Escute meu filho: digo isso enquanto você
dorme aí com a mão sob o rosto, os cabelos pegados na testa úmida. Entrei de
mansinho no seu quarto. Há poucos minutos, lendo meu jornal, fui tomado de um
opressivo remorso. Inquieto, vim para perto do seu leito.
Eis o que eu pensava, meu filho: fui
implicante com você; repreendi-o quando se vestia para a escola porque não
lavara o rosto com cuidado. Falei asperamente por causa dos sapatos sujos.
Gritei zangado quando deixou suas coisas no chão.

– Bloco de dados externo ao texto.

Issue #29, opened 2026-07-23
V3.2 fable mode: add alternate-model policy support, measured under the paired holdout protocol


leehopper:
## Problem / Goal

The shipped plugin has exactly one model policy — discovery agents on Sonnet, security-reviewer on Opus, stage agents on Sonnet — and `model_tier`'s only valid value is `optimized`. There is no supported way to run the pipeline under an alternate model policy ("fable mode"), and the dormant `frontier` plumbing that once gestured at this was removed entirely pre-3.0 (`901c31a`).

Goal: build alternate-model support fresh — model-mode support in `resolvePolicy` and the policy waist, a Phase-1 configuration surface, and docs — and measure it under the paired benchmark protocol against the orchestrator-choice baseline (mini-subset B), spending the reserved holdout. This is the designated consumer of that holdout; it is spent here and nowhere else.

Carried from #17 (closed; its closeout comment holds the V3.1 outcomes).

## Requirements

1. **Strict sequencing:** this is V3.2 and runs after the deterministic-hardening and consolidation items — #25 and #22. No earlier queued item may touch model modes.
2. **Build fresh:** no resurrection of the removed `frontier` plumbing (`901c31a`). Design model modes from the current policy waist.
3. **Scope:** model-mode support in `resolvePolicy` + the policy waist, a Phase-1 configuration surface, and docs. Contract preservation, precisely: the env knob `CODE_GAUNTLET_MODEL_TIER` keeps its fail-loud contract and REVIEW.md keeps its self-heal contract for **unrecognized** values; this issue expands the recognized-value set to include the new mode(s). An explicit env pin to an unrecognized value stays an error (never healed); an unrecognized REVIEW.md value still self-heals to `optimized` with the loud methodology warning.
4. **Benchmark constraint:** fable is measured under the same paired protocol against the mini-subset B baseline, which must exist first — owner-triggered per the measurement runbook in the #28 item (#28). Holdout `holdout-20260721-085348-eec15be` is spent here and nowhere else.
5. **Model-identity caveat:** request-layer pinning is the only controllable layer — platform routing may serve an alias (the `[1m]` observation below). Benchmark interpretation must account for this.
[...]

PR #59, opened 2026-07-28
fix(context): compute the shared-context read plan instead of asking agents to paginate (#48)

### LINKED ISSUE #48: security-reviewer reviewed roughly half the diff

leehopper:
Closes #48.

## What broke

On profiled run `wf_cef39739-577`, every one of the 7 discovery agents' **first** `Read` of the 95,057-byte / 2,028-line shared context file returned 58,145 characters, ending at line 1083 of 2028. **No tool result carried a truncation notice** — checked programmatically across all 7 transcripts. Six agents inferred the cutoff from the line numbering and paginated to the file's true end. `security-reviewer` did not: one `Read`, then `{"findings":[],"complete":true}` after seeing roughly the first half of the diff and project rules.

Nothing in the run distinguished that from a clean empty result. The report, the artifacts, and the transcript all looked normal.

## The fix, and why it is not a prompt change

The obvious move — tell the agent to "paginate with `offset` until you reach the end" — puts a judgment call where arithmetic belongs, and it is precisely that judgment which failed 1 time in 7. So the stop condition is no longer the agent's to work out:

1. **Phase 2 measures.** The skill computes `contextLines` / `contextChars` in the same `python3 -c` that writes the context file, and stamps them onto the args waist. The workflow has no disk and cannot measure the file itself, so this is the only path for it.
2. **`contextReadPlan(lines, chars)` computes** the exact `[{offset, limit}]` covering the file — pure arithmetic, chunked under **both** observed platform caps (the documented 2,000-line `Read` cap and the ~58,000-char return this run actually hit). For the profiled file: `Read(offset=1, limit=641), Read(offset=642, limit=641), Read(offset=1283, limit=641), Read(offset=1924, limit=105)`.
3. **`sharedContextLine` enumerates them** in the Summarize, Discover, and Validate prompts. The agent's job is to make the listed calls.

Read-to-end-by-`offset` survives only as the fallback wording when no measurement was stamped, so every pre-existing caller — bench included — keeps working unchanged.

## Requirement coverage

| # | Requirement | Where |
|---|---|---|
| 1 | Contracts make reading to the end explicit | `sharedContextLine` (all 3 stages) + the complete-read block in all 10 file-reading agents |
| 2 | Must not depend on a truncation notice | Every prompt variant states a partial `Read` is unannounced; pinned by test |
| 3 | Deterministic regression check | 4 guards, below |
| 4 | Correct #38 / #29 | #38's Out-of-scope bullet edited in place + comment; #29 follow-up comment |

## The guards, and how they were derived

An adversarial review of this change **defeated the first draft of guard 1** — which counted the literal `"Read the shared context at "` in `stages.js` — by adding a real dispatched stage saying `"Open the shared context at <path>"` with no plan and no warning. Whole suite stayed green. A phrase count cannot enforce a structural property. The guards were re-derived from that failure and now key on the context **path**, which any stage naming the file must necessarily embed:

- **behavioral (primary, wording-independent):** drive `runWith`; every dispatched prompt *containing the path* must carry the plan — or the count-free fallback when unmeasured.
- **source:** `.contextPath` is dereferenced in exactly one function; every stage input threading `contextPath` also threads `...contextSize`.
- **contract:** the complete-read block is byte-identical across all 10 agents (`tests/test_agent_contracts.py::TestCompleteReadContract`).

Re-running the same evasion against the new guards fires **3 of 4**.

The same review found `contextReadPlan` unbounded on `lines`: `contextLines: Number.MAX_SAFE_INTEGER` OOM-killed the node process — a V8 fatal error, so `runWith`'s top-level catch never runs, nothing dispatches, and no gap is recorded. Now bounded at both layers (plan-level chunk ceiling checked *before* the first allocation; a fail-loud waist cap where the bad value is still attributable to its producer). It also caught the test fixture using the file's **byte** count (95,057) where `contextChars` is **characters** (94,784) — corrected, along with the dependent plan expectations.

## Incidental

Removes a dead `contextPath` from the Challenge stage input, surfaced by the pairing guard. `challengeStage` never read it — the challenger is structurally blind by design — but a threaded-and-unused path invites a future edit to "use the context we already have" and quietly break the blindness the challenge round exists for.

## Verification

Tier **smoke**, per the issue. Deterministic suites only; no benchmark spend.

- `python -m pytest tests/ -q` → **769 passed**, 296 subtests
- `python -m pytest bench/tests/ -q` → **529 passed**, 22 subtests
- `node --test workflows/test/*.test.js` → **419 passed**
- `node workflows/build.js && git diff --exit-code workflows/pipeline.js` → clean
- `pre-commit run --all-files` → clean

The documented line-count formula was checked against the real profiled file still on disk: it yields **2028**, matching what the agents' `Read`s actually reached, where `wc -l` reports **2027** — the off-by-one the docs now warn against.

**Not claimed:** no live review ran on this branch, so nothing here is evidence about recall or noise. Per the issue's Verification section, this is escalation-eligible for an owner-triggered paired run if you judge that seeing the full diff plausibly changes `security-reviewer`'s output — the profiled run (`total_seen: 6, findings: []` on one PR) cannot answer that.

https://claude.ai/code/session_01EJs9TuugGEbMDrB4hzGb4h

---

> [!NOTE]
> **Medium Risk**
> Changes core review input plumbing (what agents see of the diff) and prompt assembly for summarize/discover/validate; regressions could miss diff content or mis-size reads, though extensive guards and tests target that failure mode.
> 
> **Overview**
> Fixes **issue #48**, where a single `Read` of the shared context file could return only part of the diff with **no truncation notice**, so agents (notably `security-reviewer`) could stop halfway and still report `complete: true`.
> 
> **Phase 2** now measures the context file when it is written and stamps optional `contextLines` / `contextChars` on the args waist (using `cat -n`-style line counting, not `wc -l`). **`contextReadPlan`** and **`sharedContextLine`** in `workflows/src/stages.js` turn that into explicit `Read(offset, limit)` instructions under line and character caps; **`runWith`** builds the sentence once and passes **`contextLine`** into summarize, discover, and validate instead of letting each stage hand-roll a path-only “read the context” line. Missing or unplannable measurements still fall back to stepped read-to-end wording but emit **`context_unmeasured`** / **`context_unplannable`** gaps so degradation is visible.
> 
> **Args validation** shape-checks the new fields (including ceilings to avoid OOM from absurd sizes). Ten file-reading agents gain a duplicated **complete-read contract** (`references/complete-read-contract.md`) with Python tests for byte-identical copies. The **challenger** no longer receives a dead `contextPath` on the challenge stage input. Docs, skill/triage prose, **`pipeline.js`**, and broad JS/Python tests (including behavioral guards keyed on the context path in prompts) accompany the change.
> 
> <sup>Reviewed by [Cursor Bugbot](https://cursor.com/bugbot) for commit 676f9c9db2d3a617a3ff17cc93551c5be42e354d. Bugbot is set up for automated code reviews on this repo. Configure [here](https://www.cursor.com/dashboard/bugbot).</sup>


leehopper:
**Note on the `Run Linting` failure in the first CI run — it was not from this change.**

`pre-commit run --all-files` fails on `main` as of the 3.2.2 release commit `6430af8`: semantic-release's generated changelog entry leaves two consecutive blank lines before the `## v3.2.1` heading, markdownlint's MD012 auto-fixes it, and the hook exits non-zero. Every branch cut from that commit inherits the failure. This PR's own markdown was clean — the other 14 checks passed on the first run.

`main` is merged in here and the one stray blank line is deleted in `8616248`, purely so this PR's CI can go green. That is a stopgap: the generator reintroduces the pattern on the next release. The durable fix is filed as #60.

Re-verified against the merged tree (`main` @ `6430af8` + this branch):

- `python -m pytest tests/ -q` → 769 passed, 296 subtests
- `python -m pytest bench/tests/ -q` → 529 passed, 22 subtests
- `node --test workflows/test/*.test.js` → 419 passed
- `node workflows/build.js && git diff --exit-code workflows/pipeline.js` → clean (the merge brought a version bump into `pipeline_entry.js`; the bundle was rebuilt and matches)
- `pre-commit run --all-files` → clean

leehopper:
## Debt accounting — addressed in `2689972`, not deferred

Prompted by the question of whether this PR's "extensive guards and backward-compatible optional waist fields" were tracked debt. Reviewing my own change against that framing turned up one defect and two genuine debt items. All three are fixed here rather than filed.

**1. The optional field degraded silently — a defect, not debt.** I probed it: with the measurement absent, `runWith` returned `ok: true` with **zero gaps** while every prompt fell back to the weaker judgment-based wording. Phase 2 is model-executed and *can* skip the stamp, so a regression there would revert this entire fix with nothing anywhere saying so — the same silent-failure class as #48 itself, and a direct violation of the contract `args.js` states for tolerated nulls: *"TOLERATED IS NOT SILENT."* `runWith` now emits a `context_unmeasured` gap naming the field, the consequence, and the remedy. Deliberately still non-fatal — hard-failing would trade a partial read for a dead review.

**2. Two guards were text scans standing in for a structural property.** They existed only because three stages could each reach `inp.contextPath` and hand-roll a sentence. `runWith` now calls `sharedContextLine` **once** and threads the resulting *string*; no stage receives the path or the size, so no stage is *able* to build a context-read instruction. The capability is gone rather than policed, and the two brittle scans collapse into one structural assertion. Re-verified against the same evasion that defeated the original phrase-count guard — it still fails the suite.

**3. The fallback wording was itself a judgment call.** Without a measurement the terminus is unknowable, so end-detection is unavoidable — but the stepping was not. It now enumerates fixed 750-line steps, leaving only "did that call return anything" rather than "have I read enough yet".

### Correction to this PR's description

I justified the optional fields as back-compat for "bench and older callers." That was wrong and I've fixed it in `CLAUDE.md`, `args.js`, and `phase2-triage.md`. **Bench does not assemble the args waist** — it invokes the skill. `SKILL.md` is the only producer, and it ships in the same plugin as the bundle, so there is no meaningful version-skew window. The honest rationale for optionality is the live one: Phase 2 is model-executed and can skip a step, and degrading-with-disclosure beats killing the review.

### Re-verified on the merged tree

`pytest tests/` 769 passed · `pytest bench/tests/` 529 passed · `node --test` 421 passed · bundle rebuilt · `pre-commit` clean.

No remaining known debt from this change. #60 (the semantic-release changelog lint break) is unrelated and pre-existing.

workflows/src/stages.js
```diff
@@ -2132,9 +2223,34 @@ export async function runWith(ctx, rawArgs) {
...
+  // stamp, so this is a live path, not a theoretical one — and without a gap the whole fix
+  // reverts with nothing anywhere saying so. Same contract args.js states for a tolerated
+  // null: what was lost, and what to do about it.
+  const contextSizeGap = A.contextLines === undefined
+    ? ['context_unmeasured: args.contextLines was not stamped, so the shared-context read plan could not be computed — '
+      + 'every agent got the count-free "read until a Read returns no further content" wording instead of the exact '
+      + 'Read calls covering the file. That restores the failure mode of issue #48: a Read returns part of a large file '
+      + 'with no truncation notice, and an agent that stops there reviews only what it saw. Stamp contextLines '
+      + '(and contextChars) from the Phase 2 step that writes the context file.']
+    : [];
```
leehopper: **💡 [LOW] context_unmeasured gap is not emitted when a stamped contextLines produces an unbuildable read plan**

runWith decides whether to emit the 'context_unmeasured' disclosure gap solely from `A.contextLines === undefined`, but sharedContextLine/contextReadPlan can independently fall back to the count-free wording whenever the derived chunk count exceeds READ_PLAN_MAX_CHUNKS (2000). In that case the agent silently gets the exact same unmeasured/fallback wording as a truly-unstamped run, but no gap is recorded, violating the PR's own stated invariant that any degradation to the count-free wording must be disclosed.

leehopper: **💡 [LOW] No test covers the 'measured but too-large-to-plan' dead zone between the plan's chunk ceiling and the waist's size ceiling**

runWith only emits the context_unmeasured gap when contextLines is strictly undefined, but contextReadPlan/sharedContextLine silently fall back to count-free wording for validly-stamped contextLines values that still exceed READ_PLAN_MAX_CHUNKS (roughly 1.5M-5M lines), and no test exercises this combination.

workflows/src/stages.js
```diff
@@ -38,6 +38,98 @@ function modelFor(agentType, policy) {
...
+  if (plan.length === 1) {
+    return `${head} ${warn} It is ${total} lines: read it with Read(offset=1, limit=${plan[0].limit}), and if that call does not reach line ${total}, continue with offset set past the last line you received until it does. `;
+  }
+  const tail = `Make ALL of them — stopping early means you review only the part you saw. If any call does not land where the plan says, continue with offset set past the last line you received until you reach line ${total}.`;
+  if (plan.length <= READ_PLAN_MAX_ENUMERATED) {
+    const calls = plan.map((p) => `Read(offset=${p.offset}, limit=${p.limit})`).join(', ');
+    return `${head} ${warn} It is ${total} lines, which takes exactly ${plan.length} Read calls: ${calls}. ${tail} `;
+  }
+  const span = plan[0].limit;
+  return `${head} ${warn} It is ${total} lines, which takes exactly ${plan.length} Read calls of limit=${span}, at offsets 1, ${1 + span}, ${1 + 2 * span}, … stepping by ${span} through line ${total}. ${tail} `;
```
leehopper: **💡 [LOW] No boundary test at the enumerated-vs-rule-form threshold (READ_PLAN_MAX_ENUMERATED = 10) in sharedContextLine**

sharedContextLine switches wording form at plan.length <= READ_PLAN_MAX_ENUMERATED (10), but no test constructs a plan of exactly 10 or 11 chunks, so an off-by-one change to the comparison would go undetected.

workflows/src/stages.js
```diff
@@ -38,6 +38,98 @@ function modelFor(agentType, policy) {
...
+}
```
leehopper, line 132: **💡 [LOW] sharedContextLine repeats the `${head} ${warn}` prefix in all four return branches**

Every return statement in sharedContextLine begins with the identical `${head} ${warn}` prefix; extracting a `prefix` const would remove the repeated concatenation with byte-identical output.

leehopper (commented):
code-gauntlet found 6 low-severity issues: 1 bug (undisclosed degradation dead zone), 2 stale comments, 2 test-coverage gaps, 1 minor simplification. No critical/high/medium findings.

---
Generated by code-gauntlet | Reviewed up to: 2689972840c41d152195e6633c6ee803261d3097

Ao café, de manhã, achei pretexto também
para resmungar. Você derramara leite na toalha; devorava em vez de comer; tinha
os cotovelos sobre a mesa; punha manteiga demais no pão. E, quando saíamos,
você para brincar, eu para tomar o bonde, você voltou-se, deu adeus com a mão e
gritou: “Até logo, paizinho!” Fechei a cara e, como resposta disse: “Endireite
os ombros!”
Depois, tudo recomeçou de tarde. Quando
vinha pela rua, vi-o, de joelhos no chão, brincando; as suas meias estavam
furadas: humilhei-o diante dos companheiros, mandando que seguisse à minha
frente, para dentro de casa. As meias eram caras e se você tivesse que
comprá-las teria certamente mais cuidado. Imagine, meu filho, ouvir isso de um
pai!
Lembra-se quando, mais tarde, eu lia na
sala e você entrou timidamente, com um traço de mágoa no olhar? Levantei os
olhos do jornal, impaciente peã interrupção, e você hesitou na porta. “Que é
que você quer?” rosnei.
Você não disse nada, mas correu pela sala
e, num pulo rápido, atirou-se sobre mim, me abraçou, me beijou, e os seus
bracinhos me apertaram com o amor que Deus fez florescer no seu coração e que
nem a minha negligência conseguia reprimir. E então subiu as escadas
celeremente.
Bem, filho, foi pouco tempo depois disso
que o jornal me escapou das mãos e o meu espírito se sacudiu por uma
preocupação terrível: que será de mim, se me escravizo a esse hábito de vier
ralhando, estar sempre repreendendo? É a única recompensa que lhe dou por ser
menino sadio? Não é que não o amasse; é que queria exigir de mais: media a sua
juventude pelo gabarito da minha idade.
E avia tanto de bom, de excelente e veraz
no seu caráter! O seu pequeno coração era tão amplo quanto a própria aurora a
descer sobre os morros. A prova estava naquele impulso espontâneo de vir
correndo para me beijar e me dar boa-noite. Nada mais vale essa noite, meu
filho. Vim para o lado de sua cama, na escuridão, onde me ajoelhei
envergonhado. É uma pequena penitencia; sei que você não compreenderia estas
coisas se lhas dissesse durante as suas horas de vigília, mas amanhã serei um
paizinho de verdade. Serei mais que amigo; sofrerei quando você sofrer; rirei
quando você sorrir; morderei a língua quando me brotarem palavras impacientes.
Direi repetidas vezes, como uma oração: ele é apenas um menino, uma criança.
Receio e temo que o tenha tomado por
homem. Entretanto, meu filho, contemplando-o agora, encolhido e cansado, na
cama, convenço-me de que é ainda uma criança. Ontem, você dormia ainda nos
braços de sua mãe, a cabeça no ombro dela. Pedi de mais, pedi demais.